- Church: Ukrainian Greek Catholic Church
- Appointed: 1964
- Other post: clandestine Exarch of Central Asia (1959–1967)

Orders
- Ordination: 1 January 1928 (Priest) by Isaias Papadopoulos
- Consecration: 1964 (Bishop) by Alexander Chira

Personal details
- Born: Yosyf Romanovych Fedoryk 20 December 1897 Jarosław, Austrian-Hungarian Empire, now Poland
- Died: 28 December 1979 (aged 82) Stryi, Soviet Union, now Ukraine

= Yosafat Fedoryk =

Ukrainian Greek Catholic bishop (1897–1979)

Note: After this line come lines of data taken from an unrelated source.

PR #889, opened 2026-06-24
Fix Ars Nouveau failing to remap due to a malformed jar

vgskye:
hey ars, what. how.

### DIFF
--- a/src/main/kotlin/xyz/bluspring/kilt/loader/remap/KiltRemapper.kt
+++ b/src/main/kotlin/xyz/bluspring/kilt/loader/remap/KiltRemapper.kt
@@ -412,7 +412,13 @@ object KiltRemapper {
             }
 
             withContext(Dispatchers.IO) {
+                val seen = HashSet<String>()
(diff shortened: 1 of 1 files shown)


src/main/kotlin/xyz/bluspring/kilt/loader/remap/KiltRemapper.kt
```diff
@@ -412,7 +412,13 @@ object KiltRemapper {
             }
 
             withContext(Dispatchers.IO) {
+                val seen = HashSet<String>()
                 jar.stream().consumeAsFlow().collect { entry ->
+                    // Ars Nouveau's jar has duplicate entries. wtf?????
+                    if (!seen.add(entry.name)) {
+                        logger.warn("Mod ${mod.id}'s jar file is malformed(duplicate of ${entry.name})!")
```
BluSpring: Needs spacing, also `${mod.displayName} (${mod.id})`

BluSpring (changes requested):

PR #910, opened 2026-07-03
Fix NeoForge custom fuels not working on furnaces

vgskye:


src/main/java/xyz/bluspring/kilt/injects/world/level/block/entity/AbstractFurnaceBlockEntityInject.java
```diff
@@ -27,6 +35,27 @@ public abstract class AbstractFurnaceBlockEntityInject implements AbstractFurnac
         AbstractFurnaceBlockEntityInjection.kilt$tagCookTimes.put(itemTag, burnTime);
     }
 
+    @Unique
+    private RecipeType<?> kilt$recipeType;
```
BluSpring: This should match the actual Neo injected field type and name `RecipeType<? extends AbstractCookingRecipe> recipeType`.

BluSpring (changes requested):

PR #999, opened 2026-09-04
Add some missing injects to ServerGamePacketListenerImpl

### LINKED ISSUE #998: NPC mods that respond to player messages do not work (The Taber, Kerkele)
### Version information

Fabric 1.20.1, Kerkele mod: kerkelemod-0.2-1.20.1.jar, Taber mod: thetaber-1.2.0-forge-1.20.1 EN LANG.jar

### Expected Behavior

Kerkele and Taber both have the function of replying to messages in chat
ie: Taber - Player (in chat): come here. Taber (in reply): What now?
Kerkele - Player (in chat): I love you. Kerkele (in reply): How sweet~

But instead, it's full silence. Every other aspect of the mods work except for them responding to the player in chat. 

### Actual Behavior

Instead of answering, both Taber and Kerkele do not respond at all in chat, or to any messages, even though the correct trigger words are being typed to activate their response
ie Player (in chat): Come here.
Taber doesn't reply. (Come here is a trigger to make him follow you)

Player (in chat): Hello!
Kerkele doesn't respond. (Hello is a trigger word to have him say hello back).

### Reproduction Steps

1: Install Kerkele and/or Taber
2: Summon them properly
3: Try to tell them a command provided by the mod description
4: They will not respond

### Java Provider + Version

check additional information

### Log file

https://mclo.gs/8lTNqXc

### Additional information

I am using a very large modpack, so maybe some weirdness is happening there since there's such a big amount of mods. But, I have a hunch something isn't working with specifically mods from forge that reply to player comments in chat, considering Taber _and_ Kerkele are the only two mods I've had trouble with. All the other forge mods are 100% functional.

(Also my log says Botania and claims do not work together...I don't think that's the issue, they work just fine and came together in this modpack...)

(For my java provider and version, my PC says I have none, I can't find it. I use Prism Launcher, I think it's version 17.0.15, but I don't know the provider)

Edit - sorry I'm new to Github I didn't mean to close it

Acuadragon100:
When checking why the ChatEvent was never fired, I noticed that some other injects for ServerGamePacketListenerImpl were missing. For example, the hand item swap event and positioned player interact events were never fired on the server side. 

For the positioned player interact event I thought it made more sense to use the Porting Lib event, so I removed the client-specific inject for that and let Porting Lib handle both sides.

Closes #998

### DIFF
--- a/src/main/java/xyz/bluspring/kilt/forgeinjects/server/network/ServerGamePacketListenerImplInject.java
+++ b/src/main/java/xyz/bluspring/kilt/forgeinjects/server/network/ServerGamePacketListenerImplInject.java
@@ -5,19 +5,17 @@ import com.llamalad7.mixinextras.injector.ModifyExpressionValue;
 import com.llamalad7.mixinextras.injector.wrapoperation.Operation;
 import com.llamalad7.mixinextras.injector.wrapoperation.WrapOperation;
 import com.llamalad7.mixinextras.sugar.Cancellable;
-import com.llamalad7.mixinextras.sugar.Share;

Yosafat Yosyf Fedoryk, O.S.B.M. (Йосафат Йосиф Федорик; 20 December 1897 – 28 December 1979) was a Ukrainian Greek Catholic clandestine hierarch. He was Exarch of Central Asia from 1959 (from 1964 in rank of bishop) to 1967 and an auxiliary bishop of the Ukrainian Catholic Eparchy of Ivano-Frankivsk from 1967 to 1979.

Born in Jarosław, Austrian-Hungarian Empire (present-day – Podkarpackie Voivodeship, Poland) on 1897 in the family of railroader Roman Fedoryk and his wife Rozaliya (née Radelitska). After graduation of the Theological Seminary in Lviv he joined the religious Order of Saint Basil the Great. He was professed on 14 March 1923, solemn professed on 18 April 1926 and was ordained a priest on 1 January 1928 by Bishop Isaias Papadopoulos, while studying at Pontifical Gregorian University. After ordination he served in the different Basilian monasteries. From 1944 until 1945 Fr. Fedoryk was a superior in the monastery in Zolochiv.

He was arrested on 1945, because the Communist regime abolished the Greek-Catholic Church, and imprisoned until his release in 1948, but the second time arrested in 1952 and released on 1960. He remained in exile until 1967. During his second imprisonment he was appointed by Yosyf Slipyi as Exarch for the Greek-Catholics in the Central Asia with the centre in Frunze And in 1964 Fr. Fedoryk was clandestinely consecrated to the Episcopate by Bishop Alexander Chira in Karaganda.

Bishop Fedoryk returned from exile on 1967 and died on 28 December 1979.